* **What the task asks**
Your reply must contain exactly the lines running from the one with "#### Description" to the last line of the entries below, both included, and no other lines.

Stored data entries
☆ ☆ ☆

Issue #3489, opened 2019-02-27
Retrun 404 if  server_replay_kill_extra flag is set to true


bebef1987:
Background:
Mozilla is using mitmproxy  for performance testing using it's server replay capability 

When replaying our recorded files we need to return a 404 HTTPResponse  if a request is not found in the recording file.

Because of this we need to support and update a separate addon to manage this replay.

Request:
Can we add a option to server replay to return 404  response if the response if not found in the recording?

bebef1987:
Instead of killing the request here:
https://github.com/mitmproxy/mitmproxy/blob/master/mitmproxy/addons/serverplayback.py#L191

add a option to return:
 `http.HTTPResponse.make(404, b'', {'content-type': 'text/plain'})`

PR #6465, opened 2023-11-06
Add option to return various status codes rather than killing during server replay

DKarandikar:
#### Description

Designed to satisfy the requirements of https://github.com/mitmproxy/mitmproxy/issues/3489

Add `server_replay_404_extra` which behaves similarly to the kill flag, but returns 404 responses rather than killing

#### Checklist


nneonneo:
Would it maybe make sense for the status code to be configurable (e.g. to change it to 204, 400, 404, 500, etc.)?

DKarandikar:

☆ ☆ ☆

* **Answer**
#### Description

Designed to satisfy the requirements of https://github.com/mitmproxy/mitmproxy/issues/3489

Add `server_replay_404_extra` which behaves similarly to the kill flag, but returns 404 responses rather than killing

#### Checklist


nneonneo:
Would it maybe make sense for the status code to be configurable (e.g. to change it to 204, 400, 404, 500, etc.)?

DKarandikar:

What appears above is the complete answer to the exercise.